• TASK GOAL:
Keep only the lines of the data below that contain "false", and copy them.

Collected data:
____

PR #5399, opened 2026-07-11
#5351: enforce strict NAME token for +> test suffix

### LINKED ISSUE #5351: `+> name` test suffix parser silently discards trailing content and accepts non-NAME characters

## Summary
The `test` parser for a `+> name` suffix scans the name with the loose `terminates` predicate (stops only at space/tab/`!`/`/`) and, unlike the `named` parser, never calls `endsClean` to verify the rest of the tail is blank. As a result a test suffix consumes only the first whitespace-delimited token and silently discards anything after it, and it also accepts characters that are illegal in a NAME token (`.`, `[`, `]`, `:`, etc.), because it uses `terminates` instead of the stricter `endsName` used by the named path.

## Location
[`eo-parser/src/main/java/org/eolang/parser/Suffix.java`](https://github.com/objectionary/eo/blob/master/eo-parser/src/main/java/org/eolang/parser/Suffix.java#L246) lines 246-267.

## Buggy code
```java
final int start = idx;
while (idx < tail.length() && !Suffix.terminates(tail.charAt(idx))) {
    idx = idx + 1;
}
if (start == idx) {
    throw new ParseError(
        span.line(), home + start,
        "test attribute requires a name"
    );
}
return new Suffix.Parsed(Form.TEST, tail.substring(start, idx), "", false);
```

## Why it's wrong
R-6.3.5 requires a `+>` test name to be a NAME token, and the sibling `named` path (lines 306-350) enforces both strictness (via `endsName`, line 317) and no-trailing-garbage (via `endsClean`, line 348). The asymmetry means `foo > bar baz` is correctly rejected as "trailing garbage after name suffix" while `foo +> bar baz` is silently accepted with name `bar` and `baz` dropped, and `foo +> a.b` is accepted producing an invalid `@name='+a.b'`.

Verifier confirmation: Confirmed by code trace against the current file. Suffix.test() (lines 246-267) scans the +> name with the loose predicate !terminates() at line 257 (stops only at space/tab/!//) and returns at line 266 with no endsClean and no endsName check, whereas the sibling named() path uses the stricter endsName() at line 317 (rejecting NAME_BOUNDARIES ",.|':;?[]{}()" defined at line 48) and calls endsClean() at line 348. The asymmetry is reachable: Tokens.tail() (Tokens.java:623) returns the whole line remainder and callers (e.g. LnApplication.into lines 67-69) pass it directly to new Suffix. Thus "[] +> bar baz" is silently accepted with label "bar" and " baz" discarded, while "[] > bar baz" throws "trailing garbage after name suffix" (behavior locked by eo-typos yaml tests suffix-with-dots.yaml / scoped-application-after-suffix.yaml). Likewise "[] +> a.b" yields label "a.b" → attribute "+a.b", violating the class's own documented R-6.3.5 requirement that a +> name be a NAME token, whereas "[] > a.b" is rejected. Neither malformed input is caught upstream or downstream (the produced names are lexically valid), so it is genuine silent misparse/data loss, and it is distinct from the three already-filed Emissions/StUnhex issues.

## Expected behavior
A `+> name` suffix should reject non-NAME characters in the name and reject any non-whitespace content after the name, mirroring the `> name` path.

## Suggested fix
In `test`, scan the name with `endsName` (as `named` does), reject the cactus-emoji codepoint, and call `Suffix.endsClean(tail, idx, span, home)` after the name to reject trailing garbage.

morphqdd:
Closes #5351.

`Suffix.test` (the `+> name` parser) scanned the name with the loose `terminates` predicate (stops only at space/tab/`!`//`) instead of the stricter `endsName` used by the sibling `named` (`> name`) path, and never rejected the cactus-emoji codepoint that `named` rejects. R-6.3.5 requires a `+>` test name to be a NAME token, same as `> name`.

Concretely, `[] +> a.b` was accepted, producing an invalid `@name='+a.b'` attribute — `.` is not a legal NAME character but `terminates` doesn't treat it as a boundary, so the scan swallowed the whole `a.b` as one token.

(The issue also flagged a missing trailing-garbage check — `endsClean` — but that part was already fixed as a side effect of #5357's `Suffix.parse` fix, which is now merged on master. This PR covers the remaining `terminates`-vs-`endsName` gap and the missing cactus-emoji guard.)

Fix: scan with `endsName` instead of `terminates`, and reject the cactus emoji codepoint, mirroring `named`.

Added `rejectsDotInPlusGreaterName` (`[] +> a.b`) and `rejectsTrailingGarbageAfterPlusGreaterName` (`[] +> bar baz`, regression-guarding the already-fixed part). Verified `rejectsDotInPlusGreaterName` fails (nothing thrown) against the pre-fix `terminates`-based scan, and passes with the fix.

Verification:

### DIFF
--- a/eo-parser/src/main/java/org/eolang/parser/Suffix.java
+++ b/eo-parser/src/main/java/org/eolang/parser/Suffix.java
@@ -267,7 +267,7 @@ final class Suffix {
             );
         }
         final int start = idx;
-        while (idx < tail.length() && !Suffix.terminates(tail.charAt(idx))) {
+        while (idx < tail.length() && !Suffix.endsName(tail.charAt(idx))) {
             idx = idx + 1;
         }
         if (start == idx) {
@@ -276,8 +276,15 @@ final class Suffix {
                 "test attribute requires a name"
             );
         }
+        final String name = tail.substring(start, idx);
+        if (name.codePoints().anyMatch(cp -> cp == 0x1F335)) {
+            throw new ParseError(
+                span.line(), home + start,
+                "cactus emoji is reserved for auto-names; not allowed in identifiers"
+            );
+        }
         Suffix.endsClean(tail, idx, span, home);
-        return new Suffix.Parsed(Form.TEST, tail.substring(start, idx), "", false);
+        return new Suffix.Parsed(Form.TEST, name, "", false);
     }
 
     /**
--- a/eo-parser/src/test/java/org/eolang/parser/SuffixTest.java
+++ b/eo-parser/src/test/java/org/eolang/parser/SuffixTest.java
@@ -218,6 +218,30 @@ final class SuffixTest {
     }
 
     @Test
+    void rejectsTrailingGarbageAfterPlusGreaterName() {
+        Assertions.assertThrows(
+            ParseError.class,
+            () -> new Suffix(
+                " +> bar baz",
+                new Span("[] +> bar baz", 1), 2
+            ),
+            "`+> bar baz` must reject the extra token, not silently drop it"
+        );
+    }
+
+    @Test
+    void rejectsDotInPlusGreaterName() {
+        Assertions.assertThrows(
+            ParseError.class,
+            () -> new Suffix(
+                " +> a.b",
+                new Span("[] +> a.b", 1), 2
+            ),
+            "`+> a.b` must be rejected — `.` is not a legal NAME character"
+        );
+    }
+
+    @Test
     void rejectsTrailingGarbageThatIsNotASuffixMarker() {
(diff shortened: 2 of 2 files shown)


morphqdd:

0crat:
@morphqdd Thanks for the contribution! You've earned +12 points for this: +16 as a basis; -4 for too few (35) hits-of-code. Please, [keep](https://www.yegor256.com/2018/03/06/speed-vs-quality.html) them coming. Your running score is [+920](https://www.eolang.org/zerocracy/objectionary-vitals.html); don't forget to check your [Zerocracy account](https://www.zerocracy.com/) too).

____

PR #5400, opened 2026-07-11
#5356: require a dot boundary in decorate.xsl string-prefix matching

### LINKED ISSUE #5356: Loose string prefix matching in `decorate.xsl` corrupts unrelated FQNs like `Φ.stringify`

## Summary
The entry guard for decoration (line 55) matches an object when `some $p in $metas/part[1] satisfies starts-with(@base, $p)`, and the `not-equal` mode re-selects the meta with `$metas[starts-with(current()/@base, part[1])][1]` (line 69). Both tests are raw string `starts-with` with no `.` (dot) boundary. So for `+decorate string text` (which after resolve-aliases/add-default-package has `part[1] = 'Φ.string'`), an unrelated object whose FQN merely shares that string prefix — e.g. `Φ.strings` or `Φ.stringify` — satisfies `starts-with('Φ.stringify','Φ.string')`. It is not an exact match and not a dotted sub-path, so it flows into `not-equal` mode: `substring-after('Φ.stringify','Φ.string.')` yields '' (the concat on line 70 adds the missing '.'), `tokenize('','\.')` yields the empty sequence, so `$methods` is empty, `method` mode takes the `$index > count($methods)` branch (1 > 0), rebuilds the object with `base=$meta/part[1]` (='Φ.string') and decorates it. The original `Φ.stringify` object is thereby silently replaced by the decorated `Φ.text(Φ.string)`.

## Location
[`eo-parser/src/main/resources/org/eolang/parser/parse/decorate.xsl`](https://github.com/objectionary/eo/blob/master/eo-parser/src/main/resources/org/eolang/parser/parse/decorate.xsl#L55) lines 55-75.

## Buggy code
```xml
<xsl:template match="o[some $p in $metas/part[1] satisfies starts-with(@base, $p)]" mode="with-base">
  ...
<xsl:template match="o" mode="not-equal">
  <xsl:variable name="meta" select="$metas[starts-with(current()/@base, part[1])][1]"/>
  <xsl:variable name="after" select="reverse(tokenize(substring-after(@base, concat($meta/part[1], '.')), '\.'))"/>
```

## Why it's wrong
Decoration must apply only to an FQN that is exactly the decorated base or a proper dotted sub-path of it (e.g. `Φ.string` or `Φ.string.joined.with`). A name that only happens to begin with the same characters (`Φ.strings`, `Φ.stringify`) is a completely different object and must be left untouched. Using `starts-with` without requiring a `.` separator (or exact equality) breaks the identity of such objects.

____

• EXERCISE OUTPUT:
return new Suffix.Parsed(Form.TEST, tail.substring(start, idx), "", false);
-        return new Suffix.Parsed(Form.TEST, tail.substring(start, idx), "", false);
+        return new Suffix.Parsed(Form.TEST, name, "", false);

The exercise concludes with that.